In the second cytogenetic assay , human lymphocytes were exposed for 24 hours in the absence of S9-mix at 10, 50, 75, 100, 125, 150, 200 and 250 µg/mL culture medium: no appropriate dose levels could be selected for scoring of micronuclei since at the concentration of 200 µg/mL not enough cytotoxicity was observed (11%), whereas the next higher concentration of 250 µg/mL was too toxic for scoring (cell lysis). The experiment was repeated in cytogenetic assay 2A at 10, 100, 150, 200, 210, 220, 230, 240 and 250 µg/mL culture medium: no appropriate dose levels could be selected for scoring of micronuclei since no dose level was available with a cytotoxicity of 55 ± 5%. The experiment was repeated in cytogenetic assay 2B at  10, 100, 150, 170, 190, 210, 230 and 250 µg/mL culture medium: no appropriate dose levels could be selected for scoring of micronuclei since at the concentration of 190 µg/mL not enough cytotoxicity was observed (8%), whereas the next higher concentration of 210 µg/mL was too toxic for scoring (cell lysis). The experiment will be repeated at 100, 150, 180, 185, 190, 195, 200, 205, 210 and 215 µg/mL culture medium.

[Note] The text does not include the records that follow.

PR #205, opened 2026-09-11
Prepend anchors 0.6

jo-mueller:
The anchors that are autogenerated in the `pre_build.py` script (i.e., [here](https://github.com/ome/ngff-spec/blob/cf12979769b0322ed21575889823025be350bd7f/pre_build.py#L116) on main) are generated in exactly the same way on all the other branches of ngff-spec, which leads to confusion with how anchors are resolved over at ngff (see also https://github.com/ome/ngff/pull/607)

This solves it on main, but the fix will have to be ported over to the 0.1 ... 0.5 branches, too.

Another small issue I noted - the examples section lists its own index.md as part of the examples:

image

Which is fixed in ee4b16806d96d4b79d4a3b9eed79c6f6abb55eb5 here, too. Big screenshot for a small fix.

### DIFF
--- a/myst.yml
+++ b/myst.yml
@@ -97,7 +97,7 @@ project:
     - file: index.md
     - file: examples/index.md
       children:
-        - pattern: examples/**/*.md
+        - pattern: examples/*/*.md
     - file: schemas/index.md
       children:
         - pattern: schemas/*.md
--- a/pre_build.py
+++ b/pre_build.py
@@ -4,6 +4,7 @@ import glob
 from pathlib import Path
 import jsonc as json
 import logging
+from _version import __version__
 
 # Suppress warnings from json-schema-for-humans about unresolvable URLs
 logging.getLogger().setLevel(logging.ERROR)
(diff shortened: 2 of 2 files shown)


jo-mueller:
@lubianat @clbarnes I think this would actually be important to get in before tagging 0.6 as part of the fix for https://github.com/ome/ngff/pull/607. After 0.6 is tagged, we cannot change it because we cannot edit the tag.

We could (and probably should) archive 0.6 on a different branch though, so we can make these small build fixes for 0.6 in the future, too.

clbarnes (approved):

clbarnes:
One thing to consider about the anchors is that the colons get normalised to hyphens in the built site, so maybe it's best to write them as hyphens in the first place to minimise confusion/ in case someone tries to differentiate two anchors by colon/hyphen?

lubianat (approved):

lubianat:
I approved it in all to allow merge and leave @jo-mueller to decide what to do with @clbarnes's comment (which makes sense) 

I think though we should stop supporting changes on 0.1, 0.2 and 0.3 (unless they are security vulnerabilities)....

lubianat (approved):

PR #756, opened 2026-09-16
feat(chat): recall sent prompts with ArrowUp/ArrowDown

### LINKED ISSUE #744: [Feature Request] Use ArrowUp/ArrowDown to recall sent messages in the composer
## Motivation

In Codeg 0.30.7, when the message composer is focused, pressing ArrowUp does not put the latest sent prompt back into the input. This makes iterative prompts slower.

## Expected behavior

- ArrowUp recalls the latest sent message; repeated presses move to older messages.
- ArrowDown moves forward and restores the draft at the newest entry.
- Multiline messages keep normal caret movement until the first/last line boundary.
- CJK IME 候选导航和 / 命令补全保持正常。

Related: #7 (closed, unmerged PR).

## Environment

- Codeg 0.30.7
- Windows

dawNotPoi:
The chat composer can now step back through the current session's sent prompts with ArrowUp/ArrowDown, terminal-style.

Interaction (agreed on #744):

- A bare ArrowUp with the caret on the first line steps to the previous sent prompt; ArrowDown with the caret on the last line steps to the next one. Anywhere else the arrows keep moving the caret, so a multi-line prompt stays editable line by line.
- A recall lands on the edge you travelled FROM — the top for ArrowUp, the bottom for ArrowDown — so pressing the same key again keeps stepping without walking the caret first.
- ArrowDown past the newest prompt restores the draft that was in the composer before the first recall.
- Editing the box ends the recall; the next ArrowUp starts again from the newest prompt.
- The history is the current session's own user turns, so a new session has none and a resumed one gets its real prompts back; nothing is persisted separately.
- Only the chat composer: the task and automation editors pass no handler and keep the editor's default Arrow behaviour. IME composition and the `/`·`$` menus still own the keys first.

Implementation: the pure transition rules live in `src/lib/composer-history.ts`; `RichComposer` only reports edge-hitting Arrow keys (keeping the ProseMirror boundary logic out of the host); `MessageInput` owns the recall state and the draft stash. The history source is a getter, so the runtime store's per-token updates never recompute it or re-render the composer.

Closes #744.

Validation:
- New unit tests for the transitions and the turn extraction (9), plus `RichComposer` edge/IME/menu/modifier routing (8) and `MessageInput` integration on a real Tiptap editor (multi-line stepping, draft restore, edit-ends-recall, queue-edit guard).
- Full frontend suite: 444 files / 6,458 tests passed; TypeScript, ESLint and the static-export build passed.
- Manually exercised on `codeg-server` with an imported session holding multi-line user prompts.


dawNotPoi:
@xintaofei — implementing the interaction we agreed on in #744. A short summary so it can be checked against your intent:

1. Arrow keys only touch history **at the edge**. `↑` with the caret on the first line steps to the previous sent prompt, `↓` with the caret on the last line steps to the next one; anywhere else they keep moving the caret, so a multi-line prompt stays editable line by line.
2. A recall lands on the edge you travelled **from** — the top for `↑`, the bottom for `↓` — so the same key keeps stepping without walking the caret first. One consequence: turning around means walking the caret to the other edge first, which I read as your "scroll back down".
3. `↓` past the newest restores the draft that was in the box before the first recall. Editing the box ends the recall; the next `↑` starts again from the newest prompt.
4. The history is the current session's own user turns — nothing is persisted separately, so a new session has none and a resumed one gets its real prompts back (your point 1). Only the chat composer: the task and automation editors pass no handler and keep the editor's default Arrow behaviour. IME composition and the `/`·`$` menus still own the keys first.

Related but distinct: #476 restores one message by an Edit action and rewrites the transcript from there; this only fills the composer and leaves the transcript untouched.

Could you take a look when you have a moment? Happy to change the edge/landing rules if you would rather have it behave differently.

xintaofei:
codeg work task `107` is done — https://github.com/xintaofei/codeg/pull/756 (4 files, +129/-18).

PR #767, opened 2026-09-17
fix(macos): drain native fullscreen before close behavior

### LINKED ISSUE #507: macos系统下全屏点击关闭没有正确关闭
Image
全屏状态下点击关闭会留着黑色的空白和工具栏

Frank-zhu0404:
On macOS, clicking the main window's close button while the workspace is in native fullscreen (or still animating out of it) intercepts `CloseRequested` and applies hide / exit / ask without leaving the fullscreen Space. That leaves a black blank plus leftover toolbar chrome instead of dismissing the window.

The close path now drains native fullscreen first: `set_fullscreen(false)`, wait until tao's flag drops *and* AppKit has finished tearing down the Space (tao reports `is_fullscreen() == false` at `windowWillExitFullScreen`, which is the start of the animation), then apply the configured close behavior (`ask` / minimize-to-tray / `exit`).

Linux and Windows are unchanged — fullscreen there is not a separate Space, so close does not wait.

## Testing

- New unit tests for the occupancy / drain decision helper in `commands/windows.rs` (live fullscreen, transitioning after tao drops the flag, windowed, non-macOS never waits).
- Linux: `cargo test --features test-utils --lib commands::windows::` — 19 passed.
- Linux: `cargo clippy --all-targets --features test-utils -- -D warnings` passed.
- Linux: `cargo check --no-default-features --lib --bin codeg-server` passed.
- Native macOS GUI close-while-fullscreen was not exercised here.

Closes #507


xintaofei:
codeg work task `200` is done — https://github.com/xintaofei/codeg/pull/767 (3 files, +313/-291).

PR #768, opened 2026-09-18
feat(zcode): integrate ZCode as a built-in agent

asteroida123:
## What

Integrates **ZCode** as the sixteenth built-in agent, driven through the pinned community adapter [`zcode-codeg-adapter@0.1.3`](https://www.npmjs.com/package/zcode-codeg-adapter) (stdio ACP; the ZCode CLI itself ships no ACP server). This follows the DeepSeek Harness pattern — built-in enum entry + npm-distributed adapter — with one architectural difference called out below.

ZCode's own backend keeps its history in a private store, which codeg deliberately does not parse. **ZCode is therefore the first built-in whose history is codeg's own ACP recording** (`parsers::acp_native`, the same transcript path custom agents use) — `transcript_dir_for` now covers `Custom(_) | ZCode`. Every other built-in keeps its dedicated native-store parser.

## Notable decisions

- **Launch contract**: the adapter requires `ZCODE_CODEG_ENTRY` (absolute path to the ZCode app's `.cjs` entry) and exits before the handshake without it. codeg validates an explicit Agent Settings → ZCode env override, else probes the standard install locations (`/Applications/ZCode.app/...`, `~/Applications/...`); failure routes to an install-prompt error instead of an opaque mid-handshake exit.
- **Identity compatibility**: `zcode-codeg` stays a valid custom-agent id, so conversations persisted as `custom:zcode-codeg` (the pre-builtin registration) keep resolving; no forced migration.
- **MCP**: wire-only delivery (deliberately off the forward skip list — the codeg-mcp companion must reach it); no codeg-side native MCP store, so ZCode stays out of `McpAppType` and the MCP settings page. Skills stay undeclared until there is ZCode-side evidence of a load path.
- **`default_enabled`**: the variant is listed explicitly — the surrounding `matches!` compiles non-exhaustively, and without the arm the agent is born disabled and never appears in the picker.
- **READMEs**: built-in count fifteen → sixteen and ZCode joins the supported-agent roster, all ten languages.

## Live acceptance (ZCode CLI 0.16.5, macOS arm64)

- Multi-turn chat with context retention; streaming and clean turn settlement
- Tool cards for Read / Write / Edit / Bash with plan-mode read-only enforcement
- Permission cards (Allow once / Always allow in this project / Deny) — the adapter maps ZCode's native option kinds into the closed ACP enum; off-enum kinds used to fail client-side deserialization and tear the connection down
- Writes verified on disk; cancellation settles with `stop_reason=cancelled` and the session stays usable
- Server restart replays history exactly once (no duplicates) and the conversation continues via `session/load`
- Model selector lists the full desktop-config catalog (16 models across 9 providers on the test machine) with working switching on the 0.16.5 wire shape (`session/setModel` with `options.reasoningLevel`)

## Checks

- `cargo test --features test-utils` — 3953 passed
- `cargo test --no-default-features --bin codeg-server --lib` — clean
- `cargo clippy` ×3 modes with `-D warnings` — clean
- `pnpm test` — 6609 passed; `pnpm build` (static export) — clean
- New unit tests: launch-entry preflight matrix, transcript-recording coverage, delegation enum counts, registry pin assertions

The adapter itself is MIT-licensed, stdio-only, and pinned exactly; its audit trail (backend contract probes, dual-generation model-switch protocol, permission-kind mapping) lives in the [adapter repo](https://github.com/asteroida123/zcode-codeg-adapter).


asteroida123:
zcode暴露出了[上传工作区/.git记录到云端]的问题，可能快要开源了，说不定近期有大变化，可以等等看。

A key in vitro micronucleus study was still available for a structurally similar test substance Sodium bis (C11-14-isoalkyl, C13-rich) sulfosuccinate (CAS number 848588-96-5). Justification for this read across is separately attached in Section 13. This sudy was conducted using human peripheral lymphocytes both in the presence and absence of metabolic activation by a rat liver post-mitochondrial fraction (S9 mix) from Aroclor 1254 induced animals (Flügge, 2013c). The test was carried out employing 2 exposure times without S9 mix: (4 hours and 20 hours) and one exposure time with S9 mix (repeated). The harvesting time was 24 hours after the end of exposure. Each treatment was conducted in duplicate. The test item was completely dissolved in aqua ad iniectabilia, which also served as the vehicle control. Based on a preliminary experiment, cytotoxicity was noted starting at a concentration of 250 µg test item/mL in the experiment without and with metabolic activation. Hence, 250µg/mL were employed as the top concentration for the main test without and with metabolic activation in two independent experiments, each (4-hour and 20-hour exposure). There was no increase in micronuclei up to the cytotoxic concentration when compared to control both with and without metabolic activation. Under the present test conditions, the test item tested up to cytotoxic concentrations, in the absence and in the presence of metabolic activation employing two exposure times (without S9) and one exposure time (with S9) revealed no indications of any chromosomal damage in the in vitro micronucleus test. In the same test, Mitomycin C and cyclophosphamide induced significant damage.

 

Justification for classification or non-classification

Based on these results and according to the EC Directive (No.93/21/EEC) and CLP (No. 1272/2008 of 16 December 2008), the test substance does not have to be classified and has no obligatory labelling requirement for genetic toxicity.